Stephanie Losee | The Innovator 25
Stephanie_LosseThe Innovator 25:

Stephanie Losee

Executive Director, Brand Content, POLITICO
San Francisco

Brand journalism/Editorial content marketing/ Sponsored content
Recognized for being a champion of 'editorial' and not 'advertorial' and for first making a mark at Dell, then being tasked with launching POLITICO Focus — the entity's global brand journalism and data studio.

Where does the PR industry need to innovate the most?
Creative storytelling & Content creation. I ache for PR, since it is my belief that communications professionals were the rightful inheritors of the storytelling throne when we understood the value of content marketing a few years ago. I don't think it's too late for PR agencies to take back the night from media agencies and content agencies, but time's a-wasting.

How innovative do you think the PR industry currently is?
About the same as other marketing disciplines. I am often amazed and humbled by the innovative approaches PR professionals come up with for their clients. I think a bunch of PR people brainstorming in a room can go head-to-head with the most trailblazing ideators I know.

What is most important for the PR industry to do to foster more innovation?
I think the agency model stands in the way to such a stunning degree that I'm not sure why it's still functioning. I find this is the most true in large agencies whose offices operate as independent businesses, often while claiming true global reach. I know it's not true; I've seen example after example in which a large agency's best asset is in the SF office but the NY office won't use that resource for their client because of siloed P&Ls. 
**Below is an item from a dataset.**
PR #338, opened 2022-01-06
add new part meadow micro v2

kainazzzo:
Adding a new part for the meadow micro v2 board. Breadboard svg provided by @jorgedevs


KjellMorgenstern:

I also find billing by the hour to be uninspiring. I've long felt that content marketing will be the death of siloes in corporate, given that silos stand in the way of brands speaking to their audiences with a single voice, and I hope it will have the same effect on PR agencies.

The most innovative PR/communications campaign in the last 12 months?
I'm persuaded by two things: solutions so elegant I want to kick myself I didn't think of them, and approaches so out-there that I could never have come up with them no matter how long you left me alone in a room or how much chocolate you bribed me with. In the former category, I just loved the Farm Pride Free Range Egg Farm Cam in Australia. You want to prove that your chickens are free-range, no spin, no b.s.? Put a camera on them. Watch them range...freely. So simple and persuasive. The out-there one I adored at SXSW was GE's data-driven Super Smoker, which optimized the BBQ they fed you using sensor technology. That thing killed me--none of us could stop talking about it, which is the very point. I have to work for GE before I die.

Brands/agencies with an innovative approach to communications. 
I already mentioned GE. I'm obsessed with early adopters. Red Bull, of course, taught us what brand publishing meant and showed us where we were all going. I learned the most from SAP, Intel and Amex early on. I watch Refinery 29 like a hawk--so impressive. It would be silly not to mention GoPro.

Describe a moment in your career that you would consider to be 'innovative.'
I don't think I'm an innovator so much as an outlier. In Malcolm Gladwell's book on the subject, he said that it's timing more than out-of-the-box thinking that creates innovators. As a Gen Xer, I was reporting on tech as it was rising, and my profession was collapsing just as I was getting good at it. I'm one of the last people to receive a traditional journalist's education at Time Inc., with mentors like Carol Loomis conducting lunch-and-learns about getting sources to disclose (her secret was never to let them go off the record). 

Then, nothing. I went from getting $2.50 a word on contract for Fortune after I moved out to SF to being offered 10 cents a word by Alternet, and then of course being asked to write for free. I launched my content consultancy to pay for my articles; I had no idea it would take on such a life of its own. 

By the time I asked Dell to create the position of Managing Editor for me, I had so much consulting work for so many brands that I would have had to staff up, and I prefer intrapreneurship to entrepreneurship. So I guess my answer to your question is that the most innovative moment in my career--all of those moments, actually--were accidents. The Internet broke communications and advertising and took journalism's pay model with it, and those accidents have provided me with a career I find deeply meaningful. 

How do you inspire innovation within yourself or to your team? 
I think passion is the key to both innovation and inspiration, and passion comes from believing that your work is solving a significant problem. I think reaching audiences through inventive digital storytelling is the future of communication, so each of these experiments we're conducting in content marketing has far-reaching implications that are nothing less than thrilling. 

What’s the most innovative place in the world?
I live on Alamo Square in San Francisco surrounded by incubators, but I don't think the most innovative place in the world is a place. I think it's a state of internal quiet that people get to in various ways that gives them access to ideas they can't normally hear above the daily din. I can only get there through climbing and I can climb only one mountain a year, so I don't hang out in the most innovative place in the world nearly often enough. I wish it were around the corner and served lattes.

What's your favorite time of day?
I am a morning person. When I worked remotely for Dell I lived on Central time and now I'm on Eastern, so every best thing happens between dawn and noon. I wake up happy every single morning, full of bouncy energy, and I thank my lucky stars or my parents or The Force or whoever made me that way. Whatever happened yesterday doesn't matter in the morning. Everything feels possible.